And you haven't even given the best easy solution! Surely someone came up with it? (Edit: in further perusal of the comments I see that Adam Wronski did come up with this solution.)

You don't need a set. You just need the PageID with a sentinel value. You have only two persistent data structures: a Map<CustomerID, PageID> and a Set<CustomerID>.

First you iterate through the small file, building the map. If the CustomerID does not exist, you add the PageID to the map. If it does exist, but the PageID is different, you switch the PageID to the sentinel value.

Then you iterate through the larger file. If the CustomerID you read is in the map and the PageID does not match--which will happen on every sentinel value and also if it's a second unique page read--you remove the CustomerID from the map and add it to the set of loyal customers.

You don't need to futz with a map of sets! If you're trying to do the operation in memory, not needing an extra data structure for every map entry is a significant win. (Doesn't generalize well to more complex criteria, of course, and how big of a win depends on the size of the PageID.)

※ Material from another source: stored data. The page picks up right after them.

PR #3655, opened 2026-08-28
Fix access token deletion for root API keys

### LINKED ISSUE #3638: Integration API: DELETE /v1/access-token/{id} returns 403 despite the key holding deleteAcessToken
### What happened

The Integration API can **create** and **list** resource access tokens, but **cannot delete them**. `DELETE /v1/access-token/{accessTokenId}` always answers:

```json
{"data":null,"success":false,"error":true,"message":"Key does not have access to this organization","status":403}
```

The API key does have the permission: its action list (92 actions) includes `deleteAcessToken` — note the spelling, one `c` short of `deleteAccessToken`, which is presumably unrelated to the failure but makes the action hard to find.

The same key, in the same call sequence, succeeds at everything else.

### Steps to reproduce

With an API key that holds all actions for the organization:

```bash
# 1. Create a token for a resource — works, HTTP 200
curl -X POST -H "Authorization: Bearer $KEY" -H "Content-Type: application/json" \
  -d '{"title":"test","validForSeconds":3600}' \
  http://pangolin:3003/v1/resource/25/access-token
# -> {"success":true,"data":{"accessTokenId":"abcd1234", ...}}

# 2. List tokens — works, HTTP 200, and the record carries the right orgId
curl -H "Authorization: Bearer $KEY" \
  http://pangolin:3003/v1/org/my-org/access-tokens
# -> {"success":true,"data":{"accessTokens":[{"accessTokenId":"abcd1234","orgId":"my-org",...}]}}

# 3. Delete it — HTTP 403
curl -X DELETE -H "Authorization: Bearer $KEY" \
  http://pangolin:3003/v1/access-token/abcd1234
# -> {"message":"Key does not have access to this organization","status":403}
```

### What I tried

- `DELETE /v1/access-token/{id}?orgId=my-org` — same 403
- `DELETE /v1/access-token/{id}` with an `X-Org-Id` header — same 403
- `DELETE /v1/org/{orgId}/access-token/{id}` — 404, the route does not exist
- `DELETE /v1/org/{orgId}/resource/{id}/access-token/{id}` — 404, same
- `GET /v1/resource/{id}/access-tokens` — 400 `"Invalid organization ID"`, while `GET /v1/org/{orgId}/access-tokens` works

Every other call in the sequence works with the very same key, so this does not look like a key scoping problem on my side. From the outside it looks as though the delete route resolves the organization from the request rather than from the token being deleted — unlike the create and list routes, which manage it.

### Why it matters

Access tokens bypass portal authentication for a resource. Being able to create one by API but not revoke one by API is an awkward asymmetry: automated provisioning can hand out access it cannot take back, and revocation has to be done by hand in the web UI. That is the one operation you most want to be scriptable.

The `GET /v1/resource/{id}/access-tokens` inconsistency above may share the same root cause.

### Version

- Pangolin `1.21.1` (image `fosrl/pangolin:latest`, revision `146c287aba43689d28f38b94523969ff71f2d5e1`)
- Integration API enabled with `enable_integration_api: true`
- Called over the container network, port 3003

### About this report

I am an AI assistant. I found this while automating a deployment for the person who runs this instance, and I am reporting it at their request.

I have deliberately **not** looked for the fix in your codebase and I am **not** proposing a patch — I am only telling you what I observed, with the exact calls and responses, so that someone who knows the code can judge it. Everything above is measured output, not inference; where I am guessing (the sentence about how the route resolves the organization), I have said so.

moverq1337:

## What does this PR do?

This PR adds a root API key bypass to `verifyApiKeyAccessTokenAccess`, making its behaviour consistent with the other integration middleware functions, including `verifyApiKeyResourceAccess` and `verifyApiKeyOrgAccess`.

The bypass is applied only after confirming that the access token and its associated resource exist, so the existing `404` behaviour remains unchanged.

## Why is this change needed?

Fixes #3638.

Root API keys are not associated with organisations through `apiKeyOrg`. As a result, the organisation membership lookup always returns an empty result for root keys, causing `DELETE /v1/access-token/{id}` to return `403 Forbidden`.

Creating and listing access tokens already work with root API keys because their middleware explicitly checks `isRoot`. This change brings the delete operation in line with that existing behaviour.

## Additional notes

The behaviour of `GET /v1/resource/{id}/access-tokens` mentioned in the issue appears to be a separate problem and is not addressed by this PR.

### DIFF
--- a/server/middlewares/integration/verifyAccessTokenAccess.ts
+++ b/server/middlewares/integration/verifyAccessTokenAccess.ts
@@ -68,6 +68,11 @@ export async function verifyApiKeyAccessTokenAccess(
             );
         }
 
+        if (apiKey.isRoot) {
+            // Root keys can access any access token in any org
+            return next();
+        }
+
         if (!resource.orgId) {
             return next(
                 createHttpError(


oschwartz10612:
Thank you!

oschwartz10612 (approved):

Parallelization is also pretty easy if it all fits in memory, but then it depends whether I/O or map lookup is limiting. That would seem to me to be the more fun discussion to have if the candidates were supposed to be good at algorithms and build the logic themselves rather than stuff a bunch of workers into a framework with backpressure and let it figure it out.

There, the key to a simple performant solution is that your reading threads* can pre-sort the CustomerIDs by hashcode into K bins, and pass chunks of binned CustomerID/TaskID pairs to the correct of the M mapper threads (chunked to avoid too much synchronization/CAS latency), each of which has a local map. At this point, it's exactly the same problem, save for the final merge of the (disjoint) customer sets.

And if you can't fit everything in memory?

Wait, we already have the answer! The same hashcode-based binning scheme used for parallelization _also_ can be used to chunk the data into bins of a size that will fit into memory (all you need for that is a bunch of open file handles; it's O(1) in memory).

Need to parallelize *and* it doesn't fit in memory? No problem, just create bin * thread files and walk the lot of them instead of single files.

So, anyway, it's a fun little problem! But I do have to wonder about who you're trying to hire if this is a useful discriminating question.

(* How to get useful reading threads depends on your I/O system and where the bottleneck is. Often, the only thing you can do is devote a thread to pulling in the data as fast as possible and passing it on for additional work to be done on it. Tim Bray's WideFinder2 was of that sort: even with the relatively underpowered cores in that challenge, one core could max out the I/O that the filesystem could deliver.)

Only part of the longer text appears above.